Improve the efficiency of non-strictly monotonic (non-gapless) IIDs for pipelines
Introduction
In gitlab-com/gl-infra/production#4051 (closed), the primary database on GitLab.com suffered from contention on the internal_ids
table.
This lead to downstream saturation in pgbouncer, sidekiq, web, api, and git services.
Cause
The cause of this contention was slow client transactions locking internal_ids
with SELECT FOR UPDATE
, which were then blocking other transactions from obtaining an ID.
This is because the blocked transactions cannot progress until the previous IID has been committed to the database, since we rely on strictly monotonic IDs: that is, each ID follows the previous one by exactly 1
and there are never any gaps.
Proposal
- For some high contention classes, allow non-strict monotonic IDs: that is, each ID is greater than the previous one, but occasionally there may be gaps, for example when an ID is issued, when the preceding requesting transaction rolls back.
- Allow certain classes,
Pipeline
to use non-strict monotonic sequences - It's unlikely that any user would notice the occasional missing ID for pipelines
This could potentially be done with a new mixin, NonStrictAtomicInternalId
(for example).
# For scaling purposes, allow non-strict monotonic sequences
module Ci
class Pipeline < ApplicationRecord
extend Gitlab::Ci::Model
include NonStrictAtomicInternalId # instead of AtomicInternalId
Implementation
Obtaining the ID would need to be done in a non-nested separate transaction, and therefore through a separate connection to Postgres.

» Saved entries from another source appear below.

PR #1186, opened 2025-02-09
Add language support to WhisperSTTService

markbackman:

### DIFF
--- a/src/pipecat/services/whisper.py
+++ b/src/pipecat/services/whisper.py
@@ -15,6 +15,7 @@ from loguru import logger
 
 from pipecat.frames.frames import ErrorFrame, Frame, TranscriptionFrame
 from pipecat.services.ai_services import SegmentedSTTService
+from pipecat.transcriptions.language import Language
 from pipecat.utils.time import time_now_iso8601
 
 try:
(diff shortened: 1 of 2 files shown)


src/pipecat/services/whisper.py
```diff
@@ -26,18 +27,219 @@
...
+    Args:
+        language: A Language enum value representing the input language.
+
+    Returns:
+        str or None: The corresponding Whisper language code, or None if not supported.
+
+    Note:
+        Only includes languages officially supported by Whisper.
+    """
+    language_map = {
```
filipi87, line 67: It seems that all the languages we need to pass to Whisper only support the first two-letter abbreviation and do not support the country.
Couldn't we just create a generic function to extract the first two characters instead of using this map ?

filipi87 (approved):
I left a comment regarding if we could improve how we are converting the language.
But either way it all looks good.

src/pipecat/services/whisper.py
filipi87: Makes sense. I like the idea of being explicitly about which languages  Whisper actually supports. 👍

filipi87: Makes sense. I like the idea of being explicitly about which languages  Whisper actually supports. 👍

Issue #1192, opened 2025-02-10
ElevenLabs disconnect websocket connection seems to be buggy.


Vaibhav-Lodha:
Continosuly getting `ElevenLabsFlashTTSService error closing websocket: no close frame received or sent` error even though pipeline has ended with `EndFrame`

<img width="531" alt="Image" src="https://github.com/user-attachments/assets/c15093ce-330d-47b4-bbd1-ab57e51eee78" />

Vaibhav-Lodha:
More logs around the same - 

<img width="717" alt="Image" src="https://github.com/user-attachments/assets/20b04284-1521-4a8f-9be5-101fd6f400c5" />

aconchillo:
We did some changes in this PR https://github.com/pipecat-ai/pipecat/pull/1222. I have tested `EndFrame` with ElevenLabs and Cartesia and I don't see any issues. @Vaibhav-Lodha If this was reproducible, any chance you could try `main`?

PR #1194, opened 2025-02-10
fixing disconnect issue

Vaibhav159:
Fixed an issue[#1192] in 11labs where we are trying to reconnect/disconnect the websocket connection even when the connection is already closed.

### DIFF
--- a/CHANGELOG.md
+++ b/CHANGELOG.md
@@ -42,6 +42,11 @@ and this project adheres to [Semantic Versioning](https://semver.org/spec/v2.0.0
   `RTVIBotLLMProcessor`) are now deprecated, instantiate an `RTVIObserver`
   instead.
 
+### Fixed
+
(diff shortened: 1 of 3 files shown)


Vaibhav159:
@aconchillo @markbackman have we review this pr, i believe this will solve the disconnect issue.

Vaibhav-Lodha:
Do refer the second SS of the issue, i also believe once we have seen endframe, we should not attempt to reconnect

Vaibhav159:
Do refer the second SS of the issue, i also believe once we have seen endframe, we should not attempt to reconnect

aconchillo (approved):

aconchillo:
@Vaibhav159 Thank you, LGTM. Needs to fix conflicts.

Vaibhav159:
@aconchillo resolved the conflicts.

PR #1196, opened 2025-02-10
AudioBufferProcessor: handle continuous and intermittent user audio

### LINKED ISSUE #1172: Audio alignment issues with AudioBufferProcessor
I'm using the [AudioBufferProcessor](https://github.com/pipecat-ai/pipecat/blob/main/src/pipecat/processors/audio/audio_buffer_processor.py) (slightly modified) to record both user and bot audio, but having issues with audio synchronization. It seems like the culprit is the `quiet_time < 0.1` threshold and the timing logic for adding silence. My user audio frames are streamed constantly and much faster than my bot audio (but with less bytes per frame) and it seems like after a little while the bot audio and user audio no longer lines up correctly. 

Has anyone faced this issue before or have any workarounds/other ideas?

Thanks!

aconchillo:

We need two different strategies to record audio properly depending if user audio is continuous or intermittent.

Fixes #1172

### DIFF
--- a/CHANGELOG.md
+++ b/CHANGELOG.md
@@ -44,6 +44,9 @@ and this project adheres to [Semantic Versioning](https://semver.org/spec/v2.0.0
 
 ### Fixed
 
+- Fixed an issue that was causing `AudioBufferProcessor` to not record
+  synchronized audio.
+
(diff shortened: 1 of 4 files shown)


markbackman (approved):
LGTM!

PR #1829, opened 2025-05-18
PipelineTask: add add_observer()

aconchillo:

This allows adding observers after task creation. This can be useful in cases where the task is passed around after being created and you still need would like to add more observers.

### DIFF
--- a/CHANGELOG.md
+++ b/CHANGELOG.md
@@ -9,6 +9,11 @@ and this project adheres to [Semantic Versioning](https://semver.org/spec/v2.0.0
 
 ### Added
 
+- Added `PipelineTask.add_observer()` and `PipelineTask.remove_observer()` to
+  allow mangaging observers at runtime. This is useful for cases where the task
+  is passed around to other code components that might want to observe the
+  pipeline dynamically.
+
 - Added `user_id` field to `TranscriptionMessage`. This allows identifying the
   user in a multi-user scenario. Note that this requires that
   `TranscriptionFrame` has the `user_id` properly set.
--- a/tests/test_pipeline.py
+++ b/tests/test_pipeline.py
@@ -8,13 +8,8 @@ import asyncio
 import time
 import unittest
 
-from pipecat.frames.frames import (
-    EndFrame,
-    HeartbeatFrame,
-    StartFrame,
-    StopFrame,
-    TextFrame,
-)
+from pipecat.frames.frames import EndFrame, HeartbeatFrame, StartFrame, StopFrame, TextFrame
+from pipecat.observers.base_observer import BaseObserver, FramePushed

The commit would be issued immediately on this transaction, and passed back to the caller (or even better, an implicit transaction could be used for the single statement).
I'm not completely sure that this approach will work, hence this is a discussion. However, even if it's a little complicated, theres a good chance that this approach will help us reduce the locking on our primary instance and potentially avoid other incidents like the one we saw today.